TFX provides several standard components that you can use in your pipelines. If these components do not meet your needs, you can build custom components. Learn more about custom components.
Pipeline¶
A TFX pipeline is a portable implementation of an ML workflow that can be run on various orchestrators, such as: Apache Airflow, Apache Beam, and Kubeflow Pipelines. A pipeline is composed of component instances and input parameters.
Component instances produce artifacts as outputs and typically depend on artifacts produced by upstream component instances as inputs. The execution sequence for component instances is determined by creating a directed acyclic graph of the artifact dependencies.
For example, consider a pipeline that does the following:
- Ingests data directly from a proprietary system using a custom component.
- Calculates statistics for the training data using the StatisticsGen standard component.
- Creates a data schema using the SchemaGen standard component.
- Checks the training data for anomalies using the ExampleValidator standard component.
- Performs feature engineering on the dataset using the Transform standard component.
- Trains a model using the Trainer standard component.
- Evaluates the trained model using the Evaluator component.
- If the model passes its evaluation, the pipeline enqueues the trained model to a proprietary deployment system using a custom component.
To determine the execution sequence for the component instances, TFX analyzes the artifact dependencies.

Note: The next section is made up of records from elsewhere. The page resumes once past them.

PR #358, opened 2019-05-08
Make murmur2 implementation compatible with Java version

### LINKED ISSUE #357: KafkaJS and java producer partitioning returning different results
Producing message with the same key gets assigned to different partitions depending if app is using java or nodejs client. 

This creates problems when using kafka streams for joining those data - **meeting the co-partitioning requirement fails** even when message keys are the same.

I created an isolated test code which confirmed it. Simple java and nodejs app with partitioning using murmur2 code extracted from the latest kafkajs and java producer. The code looks the same, but results differ. Even checked that input bytes are equal. ¯\_(ツ)_/¯

Test runner result matches the partition number I'm seeing in Kafka broker...

Any idea why and can it be fixed? 

Our current workaround is to repartition all kafkajs based messages with java producer.. 

```
let key = '100:48069';
let numPartitions = 12;

node bytes {"type":"Buffer","data":[49,48,48,58,52,56,48,54,57]}
node murmur 1713501762
node hash 1713501762
node partition 6

java bytes 49 48 48 58 52 56 48 54 57 
java murmur 1009543857
java hash 1009543857
java partition 9
```
 
[partitioning test code.zip](https://github.com/tulios/kafkajs/files/3155784/partitioning.test.code.zip)

Nevon:
Fixes #357

There were two main issues. The first one being that Java does integer division, so `length4` would be `2.25` in JS vs `2` in Java, which meant that we would do an additional iteration in the loop compared to the Java version.

The second, and far more annoying issue, is that Java's int and Javascripts Number type behave quite differently, so we'd get wildly different results during multiplication of large numbers. I changed the implementation to use `Long`, which solved the problem. I'm not very happy about the part where I convert back to an int to do a zero fill right shift, but I found that Long's `k.shiftRightUnsigned(r)` behaves differently to `k >>> r` (Java), but maybe I misunderstood something.

I haven't updated the existing murmur2 tests, since they will now all fail. This feels like a super breaking change, so I'm not sure how we should roll it out. I'm opening this PR for the sake of discussion.

@pimpelsang

### DIFF
--- a/src/producer/partitioners/defaultJava/Test.java
+++ b/src/producer/partitioners/defaultJava/Test.java
@@ -1,0 +1,75 @@
+import java.util.Arrays;
+import java.util.List;
+
+/**
+ * Based on:
+ * https://github.com/apache/kafka/blob/3cdc78e6bb1f83973a14ce1550fe3874f7348b05/clients/src/main/java/org/apache/kafka/clients/producer/internals/DefaultPartitioner.java#L69
+ * https://github.com/apache/kafka/blob/3cdc78e6bb1f83973a14ce1550fe3874f7348b05/clients/src/main/java/org/apache/kafka/common/utils/Utils.java
+ * 
+ * Used to validate the Javascript implementation of the Java-compatible murmur2
+ * hashing function
+ * 
+ * javac Test.java && java Test
+ */
+
+public class Test {
+    public static void main(String[] args) {
+        List<String> keys = Arrays.asList("0", "1", "128", "2187", "16384", "78125", "279936", "823543", "2097152",
+                "4782969", "10000000", "19487171", "35831808", "62748517", "105413504", "170859375");
+
+        for (String key : keys) {
+            byte[] keyBytes = key.getBytes();
+
+            int murmur = murmur2(keyBytes);
+            System.out.println("\"" + key + "\": " + murmur);
+        }
+
+    }
+
+    /**
+     * Generates 32 bit murmur2 hash from byte array
+     * 
+     * @param data byte array to hash
+     * @return 32 bit hash of the given array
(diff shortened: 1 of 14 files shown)


tulios:
I agree @Nevon, we can't change the current murmur implementation without breaking compatibility. I think we should create a `murmur2Java` implementation and a `defaultJava` partitioner that uses the new algorithm and then document that default doesn't follow the same logic as the Java partitioner, but it's easy to switch to `defaultJava`. When I read the issue I was sure that it was a number overflow, Long got into the project quite late. I think the murmur implementation was already in place and never got reviewed.

Nevon:
Sounds good. I'll go for that solution. Will update the PR.

Nevon:
Not sure why Github thinks I live in the future (my previous comment was actually posted before Tulio's...)

I've exposed both the default partitioner and the Java compatible one now, and documented how to use them and why you might want to:

```javascript
const { Partitioners } = require('kafkajs')
kafka.producer({ createPartitioner: Partitioners.JavaCompatiblePartitioner })
```

src/producer/partitioners/defaultJava/Test.java
```diff
@@ -0,0 +1,75 @@
+import java.util.Arrays;
+import java.util.List;
```
tulios: Can you ignore this file on the `.npmignore`, otherwise it will be in the bundle

Nevon: I thought I did. I accidentally fucked up git a bit and had to do some reflog madness, so it got lost 🙈

Nevon: Fixed in 12c92c0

- The data ingestion component does not have any artifact dependencies, so it can be the first node in the graph.
- StatisticsGen depends on the examples produced by data ingestion, so it must be executed after data ingestion.

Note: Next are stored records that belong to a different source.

PR #571, opened 2020-02-21
Closes #570 - Added tree table to configuration UI for showing primitive configuration properties

### LINKED ISSUE #570: Visualize the simple properties of the config file
The config file editing should allow possibility to show (in split-screen, or any other way) the plain properties that are defined in the file. This should be show in the a hierarchical tree-table. This is a first step into going for the editing of the plain properties on the UI.

ivansenic:
Enables viewing of the plain properties in the tree table view. The schema is pulled once the user is logged-in or when the state is rehydrated. The options to show or hide the UI view for the properties is saved in redux, so it becomes a general option.

Open questions and improvements:
* should we mark composite elements differently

- SchemaGen depends on the statistics created by StatisticsGen, so it must be executed after StatisticsGen.
- ExampleValidator depends on the statistics created by StatisticsGen and the schema created by SchemaGen, so it must be executed after StatisticsGen and SchemaGen.
- Transform depends on the examples produced by data ingestion and the schema created by SchemaGen, so it must be executed after data ingestion and SchemaGen.
- Trainer depends on the examples produced by data ingestion, the schema created by SchemaGen, and the saved model produced by Transform. The Trainer can be executed only after data ingestion, SchemaGen, and Transform.
- Evaluator depends on the examples produced by data ingestion and the saved model produced by the Trainer, so it must be executed after data ingestion and the Trainer.
- The custom deployer depends on the saved model produced by the Trainer and the analysis results created by the Evaluator, so the deployer must be executed after the Trainer and the Evaluator.
Based on this analysis, an orchestrator runs:
- The data ingestion, StatisticsGen, SchemaGen component instances sequentially.
- The ExampleValidator and Transform components can run in parallel since they share input artifact dependencies and do not depend on each other's output.
- After the Transform component is complete, the Trainer, Evaluator, and custom deployer component instances run sequentially.
Learn more about building a TFX pipeline.
TFX Pipeline Template¶
TFX Pipeline Templates make it easier to get started with pipeline development by providing a prebuilt pipeline that you can customize for your use case.
Learn more about customizing a TFX pipeline template.
Pipeline Run¶
A run is a single execution of a pipeline.
Orchestrator¶
An Orchestrator is a system where you can execute pipeline runs. TFX supports orchestrators such as: Apache Airflow, Apache Beam, and Kubeflow Pipelines. TFX also uses the term DagRunner to refer to an implementation that supports an orchestrator.